Resolved — Previously Unknown, Now Explained

✓ Bicolour leaves — leaf underside anatomy

Now confirmed: the green + tan split always follows the leaf midrib, with green on the upper surface and tan below — consistent with plants whose abaxial (underside) surface is paler. The bicolouring is anatomically accurate, not fantastical.

✓ Red pigment — use-marker annotation

Red/red-brown paint is applied specifically to the therapeutically active part of each plant. Red functions as a pharmacological annotation — equivalent to underlining in a modern pharmacopoeia — marking what to harvest, not decorating arbitrarily.

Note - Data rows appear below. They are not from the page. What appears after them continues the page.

PR #1483, opened 2023-09-07
Fix/style nits

seaerchin:
## Problem
see [here](https://opengovproducts.slack.com/archives/CK68JNFHR/p1694064374781469)

Closes [insert issue #]

## Solution
1. add consistent spacing of 0.75
2. add padding on accordion when `isNested=true`


src/layouts/components/NavBar/GroupMenuBody.tsx
seaerchin, line 1: change made was spacing + remove extra `VStack`

alexanderleegs (approved):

Critical Discovery — Folio 98 Line Numbering

Folio 98 carries sequential margin numbers — the only numbered lines in the manuscript

Page 98 is unique: the left margin carries sequential numerals (1 through at least 9) written in a different, later hand alongside the Voynich text lines. No other folio has individual lines of text numbered. This page may have served as a reference or index folio. If the numbers correspond to a known external numbered herbal or pharmacopoeia entry list, this page could be the cross-reference key the manuscript has been missing for 600 years. Immediate priority: compare f.98's line-number sequence against the plant indices of the major 15th-century herbals — Circa Instans, Herbarius Latinus, and the Tractatus de Herbis.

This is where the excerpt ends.